Assignment: For the entries below, print exactly the lines between the line holding "As part of the" and the line holding "Here is a summary", inclusive, and nothing else.

+===+

Issue #1377, opened 2019-03-24
[BUG] _Possible errors in unit conversion factors and/or units documentation_


tadmor:
**Summary**

As part of the extension of the OpenKIM testing framework to support LAMMPS simulator models, I have written a program to convert units between the LAMMPS unit systems.  To conform to LAMMPS, I have used physical constants from NIST (https://physics.nist.gov/cuu/Constants/Table/allascii.txt).  To test my code, I verified that I could reproduce the conversion factors given in update.cpp in the LAMMPS code.  I get agreement for almost all factors, but there are several discrepancies that I would like to bring to your attention.  These may be due to documentation errors on the LAMMPS units page site or bugs in update.cpp.

Here is a summary of the discrepancies I see:

1. Electron system (mvv2e factor). According to the LAMMPS documentation, the velocity units in electron are "Bohr/atomic time units [1.03275e-15 seconds]" (note this is not the standard atomic time units). See:

https://sourceforge.net/p/lammps/mailman/lammps-users/thread/BCA2BDB2-BA03-4280-896F-1E6120EF47B2@caltech.edu/

With this definition, I get a value of mvv2e = 1.0. However, the value in update.cpp is mvv2e = 1.06657236. This value is obtained if the velocity is in Bohr/femtosecond not Bohr/atu_electron. So it appears that either the documentation is wrong or the value in update.ccp is wrong.

2. Electron system (ftm2v factor). Same issue as in item 1. With the velocity in "Bohr/atomic time units 1.03275e-15 seconds]", I obtain ftm2v = 0.968288666437. Whereas the value in update.cpp is ftm2v = 0.937582899. As in 1, the value in update.cpp is obtained if the velocity is taken to be bohr/fs.

3. Electron system (vxmu2f). The units documentation does not provide dynamic viscosity units for the electron system. If I guess that the units are Pascal*second, then I get vxmu2f = 32.9114634037. The value in update.cpp is vxmu2f = 3.39893149e1. As in item 1, this discrepancy is corrected if the velocity is taken to be bohr/fs. (Note in addition to dynamic viscosity, the LAMMPS documentation page also does not provide units for the electron system for torque (I guessed hartree), and density (I guessed amu/bohr^3), and should be provided.)

[...]

PR #4241, opened 2024-07-25
Add new fix to compute force and torque due to electric potential

gsalkuin:
**Summary**

This PR adds a new fix that computes the force/torque on both charges and dipoles given an electric potential. Currently, the fix efield command does not compute the force on dipoles due to the gradient of the electric field. Instead of requiring the components of the electric field and its gradients, this fix only takes a Lepton expression of the form V(x,y,z).

**Related Issue(s)**

N/A

**Author(s)**

Gabriel Alkuino (Syracuse University) - gsalkuino@outlook.com

**Licensing**

**Backward Compatibility**

No known issues.

**Implementation Notes**

**Post Submission Checklist**


akohlmey:
@gsalkuin Thank you for your submission. Also, many thanks for making the effort to adapt to the LAMMPS programming style, providing (and integrating!!) documentation. You've made my job a lot easier. I've made a few more cosmetic changes on top of that and added a couple of tests for the automated testing. So, from the formal point of view this is ready to go it. I'll leave it to other LAMMPS developers that are more competent in this area of simulations to check the implementation itself.

gsalkuin:
Thank you for the positive feedback and for making the additional changes. This is my first PR and I'm still learning C++, but I hope to make more contributions in the future.

ndtrung81:
@gsalkuin thanks for the contribution! It's important to see that fix efield with a non-uniform e-field misses a force component. I have only a comment in the source code to make the for loop(s) over `nlocal` more efficient, and easier to port to accelerator styles.

gsalkuin:
@ndtrung81 Thanks for the feedback. You are right, I found that the loop is very inefficient when compared to fix efield for the uniform efield case. I think the main cause is lines 195-212 in `fix_epot_lepton.cpp`. Putting this outside the loop and adding a `has_ref` flag similar to `pair_lepton_coul.cpp` made it much faster when not all derivatives are nonzero.

akohlmey:
@gsalkuin it looks like we have a portability issue with Windows and Microsoft Visual C++
Do you have access to a Windows machine with Microsoft Visual Studio so that you can have a look for yourself?
FWIW, the "Community Edition" of Visual Studio is available cost free to individuals, thus it is straightforward to install the compiler (and IDE) and LAMMPS is well set up to be compiled straight from checking out the git repository, since git and CMake are supported directly.

Otherwise, I can take a look (I have a Windows Virtual machine that I can use for that purpose).

doc/src/fix_epot_lepton.rst
```diff
@@ -0,0 +1,140 @@
...
+Syntax
+""""""
+
+.. code-block:: LAMMPS
+
+   fix ID group-ID epot/lepton V ...
+
+* ID, group-ID are documented in :doc:`fix <fix>` command
+* style = *epot/lepton*
+* V = electric potential (energy/charge units)
```
srtee: Suggest electric field * distance units rather than energy/charge. That gets us back to volts in most unit systems other than `lj` (which is for advanced users anyway) and `electron` (where perhaps we could hack in an exception to use Hartrees per electron)

doc/src/fix_epot_lepton.rst
```diff
@@ -0,0 +1,140 @@
...
+.. note::
+
+   If you want the electric potential energy to be included in the
+   total potential energy of the system (the quantity being minimized),
+   you MUST enable the :doc:`fix_modify <fix_modify>` *energy* option for this fix.
+
+.. note::
+
+   The potential :math:`V` can only depend on the spatial coordinates :math:`x, y, z`.
+   It will not be updated with periodic boundary conditions and the :doc:`fix deform <fix_deform>` command.
```
srtee: Are unwrapped coordinates, box sizes, and triclinic angles available to Lepton? In which case users are free to hack together their own desired boundary-aware expressions.

EDIT: from the code, this fix works on _unwrapped_ coordinates. This should be clarified in documentation.

doc/src/fix_epot_lepton.rst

+===+

Your solution:
As part of the extension of the OpenKIM testing framework to support LAMMPS simulator models, I have written a program to convert units between the LAMMPS unit systems.  To conform to LAMMPS, I have used physical constants from NIST (https://physics.nist.gov/cuu/Constants/Table/allascii.txt).  To test my code, I verified that I could reproduce the conversion factors given in update.cpp in the LAMMPS code.  I get agreement for almost all factors, but there are several discrepancies that I would like to bring to your attention.  These may be due to documentation errors on the LAMMPS units page site or bugs in update.cpp.

Here is a summary of the discrepancies I see:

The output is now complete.